# Your task:
Tell how many lines in the following entries include the word "game", giving the figure alone.

# Raw data:
PR #162, opened 2021-05-09
Fix query_mut permitting unsound double-borrows

### LINKED ISSUE #161: Unsound component access using mutable queries
The following test case shows how mutable queries can be used to alias the same component value via a shared reference and a mutable reference:
```
#[test]
fn unsound_component_access_using_mutable_queries() {
    let mut world = World::new();
    world.spawn((23,));
    world.spawn((42,));

    for (_, (i, m)) in world.query_mut::<(&i32, &mut i32)>() {
        let o = *i;
        *m = 0;
        let n = *i;
        assert_eq!(o, n);
    }
}
```

I think checking the internal consistency of a `Fetch` instance is required to avoid this. Since the relevant information is known at compile time, I also think that this should be possible without runtime overhead, probably via the tuple fetch combinator and the derive macro.

Ralith:
Fixes #161.

Not a huge fan of how this complicates `Fetch`, but it fixes the unsoundness and has no overhead in practice.

### DIFF
--- a/src/query.rs
+++ b/src/query.rs
@@ -5,6 +5,7 @@
 // http://opensource.org/licenses/MIT>, at your option. This file may not be
 // copied, modified, or distributed except according to those terms.
 
+use core::any::TypeId;
 use core::marker::PhantomData;
 use core::ptr::NonNull;
 use core::slice::Iter as SliceIter;
@@ -41,6 +42,9 @@ pub unsafe trait Fetch<'a>: Sized {
     fn new(archetype: &'a Archetype) -> Option<Self>;
     /// Release dynamic borrows acquired by `borrow`
     fn release(archetype: &Archetype);
+
+    /// Invoke `f` for every component type that may be borrowed and whether the borrow is unique
+    fn for_each_borrow(f: impl FnMut(TypeId, bool));
 
     /// Access the `n`th item in this archetype without bounds checking
     ///
@@ -95,6 +99,10 @@ unsafe impl<'a, T: Component> Fetch<'a> for FetchRead<T> {
         archetype.release::<T>();
     }
 
+    fn for_each_borrow(mut f: impl FnMut(TypeId, bool)) {
+        f(TypeId::of::<T>(), false);
+    }
+
     unsafe fn get(&self, n: usize) -> Self::Item {
         &*self.0.as_ptr().add(n)
     }
@@ -132,6 +140,10 @@ unsafe impl<'a, T: Component> Fetch<'a> for FetchWrite<T> {
         archetype.release_mut::<T>();
     }
 
+    fn for_each_borrow(mut f: impl FnMut(TypeId, bool)) {
+        f(TypeId::of::<T>(), true);
+    }
+
     unsafe fn get(&self, n: usize) -> Self::Item {
         &mut *self.0.as_ptr().add(n)
     }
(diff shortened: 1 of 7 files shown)


Ralith:
cc @adamreichold

src/query.rs
```diff
@@ -508,6 +533,17 @@ pub struct QueryMut<'q, Q: Query> {
 
 impl<'q, Q: Query> QueryMut<'q, Q> {
     pub(crate) fn new(meta: &'q [EntityMeta], archetypes: &'q mut [Archetype]) -> Self {
+        // This looks like an ugly O(n^2) loop, but everything's constant after inlining, so in
+        // practice LLVM optimizes it out entirely.
+        Q::Fetch::for_each_borrow(|a, i, unique| {
+            if unique {
```
adamreichold, line 539: One I think I did wonder is whether "properly" checking borrowing is necessary or whether just checking uniqueness of the component types would suffice. Borrowing the same component type twice immutably is a bit useless, but it is also possible using the dynamically checked variant. So it would be a strange API difference, but it would also simplify the implementation by avoid the uniqueness tag and the counter.

src/query.rs
```diff
@@ -701,6 +737,15 @@ macro_rules! tuple_impl {
                 $($name::release(archetype);)*
             }
 
+            #[allow(unused_variables, unused_mut)]
+            fn for_each_borrow(mut f: impl FnMut(TypeId, usize, bool)) {
+                let mut counter = 0;
```
adamreichold, line 742: Coming the borrow checking versus checking uniqueness below, wouldn't that counter need to be used for the whole type hierarchy? I think this way, we'll get examples like
```
((&i32, &mut i32), (&i32, &mut i32)) => ((0,1), (0,1))
```
instead of
```
((&u64, &mut i32), (&u64, &mut i32)) => ((0,1), (2,3))
```
and the above my actually check because `&mut i32` is positioned at `1` in both instances?

src/query.rs
Ralith: How would we avoid the counter in that case?

src/query.rs
Ralith: The callback is invoked for each individual borrow, and not for intermediate constructions like tuples. When tuples are nested, you end up with multiple counters, but an outer counter always ignores the output from the inner; you can see below that we discard the counter value passed in by the inner type. As a result, we should always get the second case.

src/query.rs
adamreichold: > it would also simplify the implementation by avoiding the uniqueness tag and the counter.

Actually, this would not be the case as we still need to avoid checking a component type against itself. But so we do need to resolve https://github.com/Ralith/hecs/pull/162#discussion_r628839322

src/query.rs
adamreichold: Maybe it would be simplest to not do any counting within `for_each_borrow` at all just keep the `i` and `j` counters as mutable variables on the stack of `QueryMut::new`? If `Q::Fetch::for_each_borrow` is guaranteed to always produce the same visitation order, keeping count could be done outside of it entirely.

src/query.rs
adamreichold: We cross posted here...

src/query.rs
adamreichold: > but an outer counter always ignores the output from the inner; you can see below that we discard the counter value passed in by the inner type.

Yes, now that you I mention it, I do see it. I would still argue that keeping the counters on the outer most layer in `QueryMut::new` would actually be the simplest way as it would avoid having to ignore any layer of counting.

Ralith: Good catch; fixed.

adamreichold:
LGTM

Ralith:
Thanks!

Issue #164, opened 2021-05-15
Getting an Entity from an EntityRef


LPGhatguy:
It'd be great to have a method on `EntityRef` that yields the entity that it came from.

Though it's possible to pass an `Entity` along with its corresponding `EntityRef`, it feels redundant!

I'm writing collision handling code that looks roughly like this:

```rust
let mut handle_collision = |projectile, hit| {
    let bullet = projectile.get::<Bullet>()?;

    // Proposed use: Bullet.owner is of type Entity
    if bullet.owner == hit.entity() {
        return None;
    }

    // snip

    None
};

for (a, b) in game.physics.collisions() {
    let a = game.world.entity(*a);
    let b = game.world.entity(*b);

    let _ = handle_collision(a, b);
    let _ = handle_collision(b, a);
}
```

PR #165, opened 2021-05-15
EntityRef::entity accessor for recovering the entity's handle

Ralith:
Fixes https://github.com/Ralith/hecs/issues/164

### DIFF
--- a/src/entity_ref.rs
+++ b/src/entity_ref.rs
@@ -3,18 +3,32 @@ use core::ops::{Deref, DerefMut};
 use core::ptr::NonNull;
 
 use crate::archetype::Archetype;
-use crate::{Component, MissingComponent, Query, QueryOne};
+use crate::{Component, Entity, MissingComponent, Query, QueryOne};
 
 /// Handle to an entity with any component types
 #[derive(Copy, Clone)]
 pub struct EntityRef<'a> {
     archetype: &'a Archetype,
+    generation: u32,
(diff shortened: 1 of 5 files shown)


src/entity_ref.rs
```diff
@@ -3,18 +3,32 @@ use core::ops::{Deref, DerefMut};
...
 
 use crate::archetype::Archetype;
-use crate::{Component, MissingComponent, Query, QueryOne};
+use crate::{Component, Entity, MissingComponent, Query, QueryOne};
 
 /// Handle to an entity with any component types
 #[derive(Copy, Clone)]
 pub struct EntityRef<'a> {
     archetype: &'a Archetype,
+    generation: u32,
```
adamreichold, line 12: Since this borrows `&'a Archetype`, I guess it could also borrow '&'a [EntityMetadata]` instead of storing the generation? So resolving the generation lazily making `world::Iter::next` faster but `EnityRef::entity` slower? Not sure whether this a better trade off though and whether this is measurable at all.

LPGhatguy:
Integrated this branch into our game, I like these changes.

src/entity_ref.rs
Ralith: Yeah, I dunno. I think I'll favor simplicity unless someone cares enough to profile.

Ralith:
Thanks for the feedback, all!

PR #167, opened 2021-05-16
Allow deriving more than one iterator from a query borrow

adamreichold:
There should be no soundness issue here as the borrows can only be narrowed by transforming a query after having iterated it and the lifetime narrowing on the iterator itself will prevent keeping the references it yields around until a second iterator can be derived.

The test case `alias` was indeed not really testing aliasing as it never used the references stored in `_a` and `_b` with overlapping lifetimes.


Ralith:
Thanks!

PR #176, opened 2021-07-24
Apply exponential resize strategy to reserve 

### LINKED ISSUE #175: `spawn_batch` reserves exactly the memory it needs no matter how small leading to constant re-allocation when used repeatedly
Using `spawn_batch` with 5 items 20,000 times takes ~5 seconds and most time is spent copying data to the reallocated archetype storage:
image
[flamegraph.svg.zip](https://github.com/Ralith/hecs/files/6871429/flamegraph.svg.zip)

`spawn_batch` calls `reserve_inner` with the exact amount of items needed https://github.com/Ralith/hecs/blob/4088845dfe572c9e3534f9f818487685a17b6599/src/world.rs#L187
which then calls reserve on the archetype
https://github.com/Ralith/hecs/blob/4088845dfe572c9e3534f9f818487685a17b6599/src/world.rs#L312
https://github.com/Ralith/hecs/blob/4088845dfe572c9e3534f9f818487685a17b6599/src/archetype.rs#L238-L242

Meanwhile the `Archetype::allocate` function used by `World::spawn` bumps the size by 64 if it reaches the max capacity.
https://github.com/Ralith/hecs/blob/4088845dfe572c9e3534f9f818487685a17b6599/src/archetype.rs#L223-L227

One solution to improve performance here would be to adopt this `64` value as the minimum that `spawn_batch` reserves.

However, I also wonder if it would be better to consider a more aggressive growth strategy like that used by `Vec` to minimize the re-allocation and copying needed.

Also, I'm not sure what has already been considered and/or done here or what the limitations would be in this context, but another idea that could help is breaking the archetype into large chunks to prevent the need for copying everything when growing past the current capacity.

Ralith:
Fixes #175.

### DIFF
--- a/src/archetype.rs
+++ b/src/archetype.rs
@@ -222,7 +222,7 @@ impl Archetype {
     /// Every type must be written immediately after this call
     pub(crate) unsafe fn allocate(&mut self, id: u32) -> u32 {
         if self.len as usize == self.entities.len() {
-            self.grow(self.len.max(64));
+            self.grow(64);
         }
 
         self.entities[self.len as usize] = id;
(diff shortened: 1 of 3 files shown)


Ralith:
Test failure is spurious, due to a cosmetic change in error formatting for the trybuild tests in Rust beta.

PR #186, opened 2021-09-02
Reexport QueryOneError

t-mw:
Exports the  error type for `query_one_mut`. The error type for `query_one` is already exported.


t-mw:
@googlebot I signed it!

Ralith:
Thanks!

Issue #172, opened 2021-07-06
Use NonZeroU32 for entity generation.


zakarumych:
This is possible if generations start with 1. And this makes `Option<Entity>` and `Entity` sizes match.

louisgjohnson:
I was just browsing the code to see how much work would be required for this, what happens if the generation starts with zero, should the generation value be None? So the generation typing should be `Option<NonZeroU32>`

for example the EntityMeta has a const value called Empty that returns 0 for the generation

zakarumych:
The generation should never be 0.

Ralith:
Implemented in #190.

PR #190, opened 2021-09-10
Use NonZeroU32 for entity generation

ouz-a:
As regards to issue: https://github.com/Ralith/hecs/issues/172


ouz-a:
@googlebot I signed it!

src/entities.rs
```diff
@@ -29,7 +30,7 @@ impl Entity {
     /// `World::spawn_at` for easy serialization. Alternatively, consider `id` for more compact
     /// representation.
     pub fn to_bits(self) -> u64 {
-        u64::from(self.generation) << 32 | u64::from(self.id)
+        NonZeroU64::from(self.generation).get() << 32 | u64::from(self.id)
```
Ralith, line 33:
```suggestion
        u64::from(self.generation.get()) << 32 | u64::from(self.id)
```

src/entities.rs
```diff
@@ -38,7 +39,7 @@ impl Entity {
     /// `World::spawn_at` for easy serialization.
     pub fn from_bits(bits: u64) -> Self {
         Self {
-            generation: (bits >> 32) as u32,
+            generation: Entities::ret_non_zero_u32((bits >> 32) as u32),
```
Ralith, line 42: This is unsound, because `bits >> 32` might be zero. We should use the safe, checked constructor for `NonZeroU32` and modify `from_bits` to return `Option`.

src/entities.rs
```diff
@@ -464,7 +477,12 @@ impl Entities {
             init(id, &mut self.meta[id as usize].location);
         }
     }
-
+    // Since nonzero ops are not const yet (https://github.com/rust-lang/rust/issues/84186)
+    // unsafe is required to bypass the compiler error
+    /// Returns `NonZeroU32` from given number
+    pub(crate) const fn ret_non_zero_u32(num: u32) -> NonZeroU32 {
+        unsafe { NonZeroU32::new_unchecked(num) }
+    }
```
Ralith, line 485: This should be dropped in favor of invoking `NonZeroU32::new_unchecked` directly; it's not saving a significant amount of verbosity and it is a major safety hazard.

src/entities.rs
```diff
@@ -340,7 +349,8 @@ impl Entities {
         if meta.generation != entity.generation {
             return Err(NoSuchEntity);
         }
-        meta.generation += 1;
+        let to_add = u32::from(meta.generation) + 1;
+        meta.generation = Entities::ret_non_zero_u32(to_add);
```
Ralith, line 353: This is unsound, because `u32::from(meta.generation) + 1` might wrap. Use `checked_add` and handle wrapping explicitly.

Ralith (changes requested):
Thanks for working on this! A lighter weight `Option<Entity>` will be very cool to have.

entities.rs
```diff
@@ -0,0 +1,753 @@
+use alloc::vec::Vec;
```
Ralith, line 1: You seem to have added a copy of the entire file to the root.

src/entities.rs
```diff
@@ -29,17 +31,21 @@ impl Entity {
...
-            id: bits as u32,
+    pub fn from_bits(bits: u64) -> Option<Self> {
+        if NonZeroU32::new((bits >> 32) as u32).is_some() {
+            Some(Self {
+                generation: NonZeroU32::new((bits >> 32) as u32).unwrap(),
+                id: bits as u32,
+            })
+        } else {
+            None
         }
```
Ralith, line 49: It's redundant to call `new` twice.
```suggestion
        Some(Self {
            generation: NonZeroU32::new((bits >> 32) as u32)?
            id: bits as u32,
        })
```
You could also use `map`.

src/entities.rs
```diff
@@ -78,7 +84,15 @@ impl<'de> serde::Deserialize<'de> for Entity {
         D: serde::Deserializer<'de>,
     {
         let bits = u64::deserialize(deserializer)?;
-        Ok(Entity::from_bits(bits))
+
+        if Entity::from_bits(bits).is_some() {
+            Ok(Entity::from_bits(bits).unwrap())
```
Ralith, line 89: `from_bits` should not be called twice. Use `match`, or `.ok_or_else(|| error_goes_here)?`.

src/entities.rs
```diff
@@ -78,7 +84,15 @@ impl<'de> serde::Deserialize<'de> for Entity {
...
+        } else {
+            Err(serde::de::Error::invalid_value(
+                serde::de::Unexpected::Unsigned(bits),
+                &"Expected unsigned value",
```
Ralith, line 93: This error message doesn't make sense.

src/entities.rs
Ralith: Still an issue.

src/entities.rs
```diff
@@ -29,17 +31,21 @@ impl Entity {
...
     /// representation.
     pub fn to_bits(self) -> u64 {
-        u64::from(self.generation) << 32 | u64::from(self.id)
+        NonZeroU64::from(self.generation).get() << 32 | u64::from(self.id)
     }
 
     /// Reconstruct an `Entity` previously destructured with `to_bits`
     ///
     /// Useful for storing entity IDs externally, or in conjunction with `Entity::to_bits` and
     /// `World::spawn_at` for easy serialization.
```
Ralith, line 40: We should document the conditions in which `None` is returned, i.e. when `bits` does not correspond to a possible return value from `to_bits`.

Ralith (changes requested):

src/entities.rs
```diff
@@ -340,7 +362,8 @@ impl Entities {
         if meta.generation != entity.generation {
             return Err(NoSuchEntity);
         }
-        meta.generation += 1;
+        meta.generation = NonZeroU32::new(u32::from(meta.generation).wrapping_add(1))
+            .unwrap_or_else(|| panic!("Error freeing entity Entity Generation overflows"));
```
Ralith, line 366: Instead of panicing, return `NonZeroU32::new(1).unwrap()`.

entities.rs
ouz-a: ups

src/entities.rs
```diff
@@ -27,26 +27,26 @@ impl Entity {
...
     pub fn from_bits(bits: u64) -> Option<Self> {
-        if NonZeroU32::new((bits >> 32) as u32).is_some() {
-            Some(Self {
-                generation: NonZeroU32::new((bits >> 32) as u32).unwrap(),
-                id: bits as u32,
-            })
-        } else {
-            None
-        }
+        NonZeroU32::new((bits >> 32) as u32).map(|_| Self {
```
ouz-a, line 46: Now that to_bits returns Option<NonZeroU64> shouldn't we assume that the user will deal with the option, and just use new_unchecked here ?

src/serialize/column.rs
```diff
@@ -909,7 +909,7 @@ mod tests {
             Token::TupleEnd,
             Token::Tuple { len: 1 },
             Token::Tuple { len: 1 },
-            Token::U64(e2.to_bits()),
+            Token::U64(e2.to_bits().unwrap().into()),
```
ouz-a, line 912: I didn't know how to handle these and assumed it should pass the test

src/entities.rs
```diff
@@ -25,22 +27,26 @@ impl Entity {
...
     /// representation.
-    pub fn to_bits(self) -> u64 {
-        u64::from(self.generation) << 32 | u64::from(self.id)
+    pub fn to_bits(self) -> Option<NonZeroU64> {
+        NonZeroU64::new(NonZeroU64::from(self.generation).get() << 32 | u64::from(self.id))
     }
 
-    /// Reconstruct an `Entity` previously destructured with `to_bits`
+    /// Reconstruct an `Entity` previously destructured with `to_bits` if the `bits` is a value
+    /// that can correspond to possible `NonZeroU64`
```
Ralith, line 40: The new text is incorrect. For example, 1 is a valid `NonZeroU64` but would yield `None` here. How about something like "or `None` for invalid bitpatterns"?

src/entities.rs
```diff
@@ -25,22 +27,26 @@ impl Entity {
     ///
     /// No particular structure is guaranteed for the returned bits.
     ///
+    /// If bits does not correspond to a possible `NonZeroU64` value returns `None`
+    ///
```
Ralith, line 31: This text is confusing, as there is no user-controlled value named "bits", and the function cannot possibly return `None`.

src/entities.rs
```diff
@@ -25,22 +27,26 @@ impl Entity {
...
     /// Useful for storing entity IDs externally, or in conjunction with `Entity::from_bits` and
     /// `World::spawn_at` for easy serialization. Alternatively, consider `id` for more compact
     /// representation.
-    pub fn to_bits(self) -> u64 {
-        u64::from(self.generation) << 32 | u64::from(self.id)
+    pub fn to_bits(self) -> Option<NonZeroU64> {
+        NonZeroU64::new(NonZeroU64::from(self.generation).get() << 32 | u64::from(self.id))
```
Ralith, line 36: This should not return `Option`, because every `Entity` is guaranteed to have a (nonzero) bitpattern. Additionally, there's no point using `NonZeroU64::from` internally only to immediately convert back to a regular `u64`.

```suggestion
    pub fn to_bits(self) -> NonZeroU64 {
        unsafe { NonZeroU64::new_unchecked(u64::from(self.generation.get()) << 32 | u64::from(self.id)) }
```

src/entities.rs
Ralith: Using `new_unchecked` here would be unsound, because the user could pass in 0.

src/entities.rs
```diff
@@ -25,22 +27,26 @@ impl Entity {
...
+    /// 
     ///
     /// Useful for storing entity IDs externally, or in conjunction with `Entity::to_bits` and
     /// `World::spawn_at` for easy serialization.
-    pub fn from_bits(bits: u64) -> Self {
-        Self {
-            generation: (bits >> 32) as u32,
+    pub fn from_bits(bits: u64) -> Option<Self> {
+        NonZeroU32::new((bits >> 32) as u32).map(|_| Self {
+            generation: NonZeroU32::new((bits >> 32) as u32).unwrap(),
```
Ralith, line 47: It is redundant to call `NonZeroU32::new` twice. The argument passed in by `map`, which you're currently throwing away with `_`, is desired `NonZeroU32` value already. You could also use the example I gave in the previous review, which instead uses `?`.

src/entities.rs
```diff
@@ -78,7 +84,14 @@ impl<'de> serde::Deserialize<'de> for Entity {
         D: serde::Deserializer<'de>,
     {
         let bits = u64::deserialize(deserializer)?;
-        Ok(Entity::from_bits(bits))
+
+        match Entity::from_bits(bits) {
+            Some(ent) => Ok(ent),
+            None => Err(serde::de::Error::invalid_value(
+                serde::de::Unexpected::Unsigned(bits),
+                &"`bits` does not correpond to possible `NonZeroU64` value ",
```
Ralith, line 92: This error text is incorrect, because many nonzero `u64`s still have zero for their upper 32 bits, making them invalid. You've also got a couple typos, and a user preforming serde deserialization is not aware of any variable named "bits." Finally, [the docs for `invalid_value`](https://docs.serde.rs/serde/de/trait.Error.html#method.invalid_value) indicate that the second argument should describe the expected value, not elaborate on what was actually found.

```suggestion
                &"a valid `Entity` bitpattern",
```

Ralith (changes requested):

ouz-a:
hopefully, it's all clear now 😄

Ralith (approved):
Thanks!

src/entities.rs
```diff
@@ -3,10 +3,12 @@ use core::cmp;
 use core::convert::TryFrom;
 use core::iter::ExactSizeIterator;
 use core::ops::Range;
+use core::ptr::NonNull;
```
Ralith, line 6: Unnecessary `use`.
```suggestion
```

src/entities.rs
```diff
@@ -3,10 +3,12 @@ use core::cmp;
...
 use core::sync::atomic::{AtomicI64, Ordering};
 use core::{fmt, mem};
 #[cfg(feature = "std")]
 use std::error::Error;
+use std::num::{NonZeroU32, NonZeroU64};
```
Ralith, line 11: no-std support means we have to use a different path for this.
```suggestion
use core::num::{NonZeroU32, NonZeroU64};
```

Ralith (changes requested):
CI found a few last minor things.

PR #194, opened 2021-09-18
Cloneable component specialization of EntityBuilder

### LINKED ISSUE #193: Feature: re-usable component bundles
I'd like to efficiently re-use component bundles that aren't known statically.
Implementing `DynamicBundle` myself seems painful and not intended.
Re-using can only happen if all of the components are `Clone`.
Ideally, we'd have `impl DynamicBundle for &'a EntityBuilder` if we know that all of the components are cloneable. This would allow me to just keep an `EntityBuilder` around and use it as a bundle.

Ralith:
This is convenient for storing dynamic entity prototypes, which may be used to efficiently spawn individual identical entities on a recurring basis.

Fixes #193.

There's one aspect of the current draft I'm not happy with: a double indirect function call per component when building an entity from a cloneable builder. There's no escaping at least one indirect call per component, but it'd be nice not to have two. This is difficult because we need temporary storage for the cloned component value so that we can construct a pointer to it in `DynamicBundle::put` which the caller can move out of. If we refactored `DynamicBundle::put` to take pointers to write into instead, bundles would have to handle random access by `TypeId`, which is awkward and might compromise performance. Maybe we should allocate reusable scratch space on the heap? Probably better benchmark to be sure...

# Solved problem:
4